Iceni Savage had the potential to cause an upset, yet both a clinical Bristol and resilient Seven Sisters performance left them unable to capitalise on the top 4 position they had earned by the end of Saturday. However, with no Savage team attending Tour 3, it’s hoped that teams such as Swift, Crown Jewels and Relentless will be able to push up the table and cause some upsets.

Punt showing off their ‘ups’ during their game against SYC. Photo courtesy of Louise Smith

In contrast to London’s Calling, Tour 2 suggests that the women’s tour is hot on the heels
of Iceni who were particularly tested on the Sunday to ensure they retained the top spot. The final was an extremely hard fought contest which I believe was crucially determined by Iceni managing to not only turn over the disc after having started on D, but then managing to slot in their first upwind score. From this point the two teams traded to half.
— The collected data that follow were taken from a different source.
PR #376, opened 2018-12-12
Fix extraction of drawable to not clip bounds.

evhan55:
### Resolves

Resolves https://github.com/LLK/scratch-gui/issues/1808

### Notes

I am new to `scratch-render` so not 100% sure if `extractDrawable` is used somewhere else where the clipping was actually intended.

### DIFF
--- a/src/RenderWebGL.js
+++ b/src/RenderWebGL.js
@@ -1038,7 +1038,6 @@ class RenderWebGL extends EventEmitter {
      * @return {?DrawableExtraction} Data about the picked drawable
      */
     extractDrawable (drawableID, x, y) {
-        // console.log('here');
         this._doExitDrawRegion();
 
         const drawable = this._allDrawables[drawableID];
--- a/src/RenderWebGL.js
+++ b/src/RenderWebGL.js
@@ -1065,14 +1065,9 @@ class RenderWebGL extends EventEmitter {
         const bufferInfo = twgl.createFramebufferInfo(gl, attachments, clampedWidth, clampedHeight);
 
         // If the new bufferInfo is invalid, fall back to using the smaller _queryBufferInfo
-        console.log(bufferInfo);
-        if (gl.checkFramebufferStatus(bufferInfo.framebuffer) === 0) {
-            // twgl.bindFramebufferInfo(gl, this._queryBufferInfo);
-            twgl.bindFramebufferInfo(gl, bufferInfo);
-            console.log(bufferInfo);
-        } else {
-            twgl.bindFramebufferInfo(gl, bufferInfo);
-            console.log(bufferInfo);
+        twgl.bindFramebufferInfo(gl, bufferInfo);
+        if (gl.checkFramebufferStatus(gl.FRAMEBUFFER) !== gl.FRAMEBUFFER_COMPLETE) {
+            twgl.bindFramebufferInfo(gl, this._queryBufferInfo);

SYC were unfortunate to not translate ridiculous possession saving grabs up high and horizontal, particularly from key handler, Emma Woodwark, into the breaks they were chasing. Nevertheless, a further source of spectacle was a fantastic match up between World Games hot shots, Jenna Thomson and Bex Forth. Even though Jenna got both a point block and a big lay out D in the end zone on the Iceni captain, Bex still managed to bring home the majority of her team’s points. Moreover, after the half Iceni then had the advantage of starting on offence downwind. This was subsequently topped off with a second upwind point. Thus, despite a highly contested game, Iceni were yet again victorious, with the final ending 12-7.

Movements in the Womens Tour. Courtesy of Wayne Retter.

Even though the wind proved to be both frustrating and tedious, every team upped their game and these improvements are certain to bear fruit in Cardiff. Here’s hoping that the final instalment before Nationals will produce even tighter score lines (and more of them!) that demonstrates an increasingly competitive and high quality level of women’s Ultimate in the UK.  

Apologies for late review; ECBU and real life caught up somewhat! DP @ tSG.